Provided entries ->

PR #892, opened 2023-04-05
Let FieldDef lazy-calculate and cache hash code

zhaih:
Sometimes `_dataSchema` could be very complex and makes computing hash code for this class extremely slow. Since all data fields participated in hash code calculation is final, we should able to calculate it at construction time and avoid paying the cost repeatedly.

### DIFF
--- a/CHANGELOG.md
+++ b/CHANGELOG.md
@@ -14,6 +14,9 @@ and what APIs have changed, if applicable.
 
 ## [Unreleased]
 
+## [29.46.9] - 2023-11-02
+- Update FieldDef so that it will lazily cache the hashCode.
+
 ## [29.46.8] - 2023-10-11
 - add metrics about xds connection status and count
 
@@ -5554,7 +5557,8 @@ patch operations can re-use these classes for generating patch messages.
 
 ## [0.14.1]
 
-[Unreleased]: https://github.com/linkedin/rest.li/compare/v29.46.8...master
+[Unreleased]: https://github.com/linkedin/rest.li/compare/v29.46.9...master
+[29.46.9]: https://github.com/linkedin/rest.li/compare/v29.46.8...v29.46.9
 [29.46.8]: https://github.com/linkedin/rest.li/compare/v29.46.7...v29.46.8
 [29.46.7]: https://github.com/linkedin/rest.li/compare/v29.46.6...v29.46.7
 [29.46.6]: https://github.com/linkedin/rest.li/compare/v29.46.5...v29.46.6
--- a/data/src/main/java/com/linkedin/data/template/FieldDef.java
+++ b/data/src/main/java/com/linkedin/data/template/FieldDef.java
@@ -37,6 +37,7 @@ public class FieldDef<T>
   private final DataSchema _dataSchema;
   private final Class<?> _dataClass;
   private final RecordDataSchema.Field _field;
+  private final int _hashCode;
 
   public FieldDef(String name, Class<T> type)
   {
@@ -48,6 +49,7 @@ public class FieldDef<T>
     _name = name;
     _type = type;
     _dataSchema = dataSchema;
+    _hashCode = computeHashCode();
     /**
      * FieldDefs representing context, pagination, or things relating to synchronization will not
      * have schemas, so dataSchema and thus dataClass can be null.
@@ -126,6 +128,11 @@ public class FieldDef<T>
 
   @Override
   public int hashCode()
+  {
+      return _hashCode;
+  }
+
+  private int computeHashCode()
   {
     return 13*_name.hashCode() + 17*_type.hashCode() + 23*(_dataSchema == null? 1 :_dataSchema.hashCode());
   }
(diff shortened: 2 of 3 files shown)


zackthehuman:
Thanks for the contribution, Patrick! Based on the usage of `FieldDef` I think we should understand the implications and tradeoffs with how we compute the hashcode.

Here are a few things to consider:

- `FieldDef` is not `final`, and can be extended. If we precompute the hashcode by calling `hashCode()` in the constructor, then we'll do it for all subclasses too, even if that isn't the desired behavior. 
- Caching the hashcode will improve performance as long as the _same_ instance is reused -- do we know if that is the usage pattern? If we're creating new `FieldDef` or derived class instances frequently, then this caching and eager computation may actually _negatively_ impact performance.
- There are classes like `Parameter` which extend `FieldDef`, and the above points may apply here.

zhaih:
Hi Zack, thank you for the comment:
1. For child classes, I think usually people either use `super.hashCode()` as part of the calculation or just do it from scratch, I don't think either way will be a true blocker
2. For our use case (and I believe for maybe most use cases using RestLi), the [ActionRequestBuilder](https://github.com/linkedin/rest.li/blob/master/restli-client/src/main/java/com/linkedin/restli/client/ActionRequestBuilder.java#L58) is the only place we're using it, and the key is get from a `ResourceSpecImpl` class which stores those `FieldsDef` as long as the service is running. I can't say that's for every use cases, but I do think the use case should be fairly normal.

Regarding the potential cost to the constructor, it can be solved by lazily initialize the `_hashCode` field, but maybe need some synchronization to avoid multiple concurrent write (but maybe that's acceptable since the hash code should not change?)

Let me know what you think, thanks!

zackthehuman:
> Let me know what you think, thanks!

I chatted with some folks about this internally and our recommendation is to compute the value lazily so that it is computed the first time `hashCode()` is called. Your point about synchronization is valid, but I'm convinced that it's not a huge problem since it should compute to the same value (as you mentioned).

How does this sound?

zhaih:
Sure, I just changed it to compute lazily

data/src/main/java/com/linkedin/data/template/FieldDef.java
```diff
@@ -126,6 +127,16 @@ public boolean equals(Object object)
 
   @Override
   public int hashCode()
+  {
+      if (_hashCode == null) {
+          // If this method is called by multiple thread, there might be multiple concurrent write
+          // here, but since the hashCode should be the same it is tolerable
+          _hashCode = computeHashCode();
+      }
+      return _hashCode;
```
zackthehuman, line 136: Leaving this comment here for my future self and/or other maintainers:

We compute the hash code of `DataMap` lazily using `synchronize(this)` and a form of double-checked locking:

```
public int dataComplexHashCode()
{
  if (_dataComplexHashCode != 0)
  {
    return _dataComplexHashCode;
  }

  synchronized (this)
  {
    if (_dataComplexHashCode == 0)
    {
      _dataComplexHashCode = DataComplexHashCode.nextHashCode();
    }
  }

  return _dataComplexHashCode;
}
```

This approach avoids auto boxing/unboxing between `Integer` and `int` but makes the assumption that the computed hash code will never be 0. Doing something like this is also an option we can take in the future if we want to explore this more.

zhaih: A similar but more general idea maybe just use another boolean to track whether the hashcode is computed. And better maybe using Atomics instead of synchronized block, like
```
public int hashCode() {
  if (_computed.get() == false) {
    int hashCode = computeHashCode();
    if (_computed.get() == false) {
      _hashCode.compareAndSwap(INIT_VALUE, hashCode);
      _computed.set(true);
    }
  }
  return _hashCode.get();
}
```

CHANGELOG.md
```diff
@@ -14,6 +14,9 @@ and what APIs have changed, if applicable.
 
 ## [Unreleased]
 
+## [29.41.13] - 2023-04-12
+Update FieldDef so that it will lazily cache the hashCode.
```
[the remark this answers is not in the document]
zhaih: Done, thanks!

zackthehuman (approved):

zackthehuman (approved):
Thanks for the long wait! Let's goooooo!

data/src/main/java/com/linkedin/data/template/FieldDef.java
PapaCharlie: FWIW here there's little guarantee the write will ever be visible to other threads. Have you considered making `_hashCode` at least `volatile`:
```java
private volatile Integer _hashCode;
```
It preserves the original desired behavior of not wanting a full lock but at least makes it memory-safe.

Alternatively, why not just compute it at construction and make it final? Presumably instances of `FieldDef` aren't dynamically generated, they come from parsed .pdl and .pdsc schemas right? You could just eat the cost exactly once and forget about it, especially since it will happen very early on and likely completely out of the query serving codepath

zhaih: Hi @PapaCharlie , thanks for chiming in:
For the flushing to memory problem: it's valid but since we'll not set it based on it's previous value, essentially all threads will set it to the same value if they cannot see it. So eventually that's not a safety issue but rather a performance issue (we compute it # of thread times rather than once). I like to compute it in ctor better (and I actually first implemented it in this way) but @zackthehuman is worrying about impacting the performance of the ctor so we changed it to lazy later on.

What you should do -> Retype exactly, and only, the lines above from the one where "private final RecordDataSchema.Field" occurs up to and including the one where "the desired behavior." occurs.

Exercise solution ->
   private final RecordDataSchema.Field _field;
+  private final int _hashCode;
 
   public FieldDef(String name, Class<T> type)
   {
@@ -48,6 +49,7 @@ public class FieldDef<T>
     _name = name;
     _type = type;
     _dataSchema = dataSchema;
+    _hashCode = computeHashCode();
     /**
      * FieldDefs representing context, pagination, or things relating to synchronization will not
      * have schemas, so dataSchema and thus dataClass can be null.
@@ -126,6 +128,11 @@ public class FieldDef<T>
 
   @Override
   public int hashCode()
+  {
+      return _hashCode;
+  }
+
+  private int computeHashCode()
   {
     return 13*_name.hashCode() + 17*_type.hashCode() + 23*(_dataSchema == null? 1 :_dataSchema.hashCode());
   }
(diff shortened: 2 of 3 files shown)


zackthehuman:
Thanks for the contribution, Patrick! Based on the usage of `FieldDef` I think we should understand the implications and tradeoffs with how we compute the hashcode.

Here are a few things to consider:

- `FieldDef` is not `final`, and can be extended. If we precompute the hashcode by calling `hashCode()` in the constructor, then we'll do it for all subclasses too, even if that isn't the desired behavior. 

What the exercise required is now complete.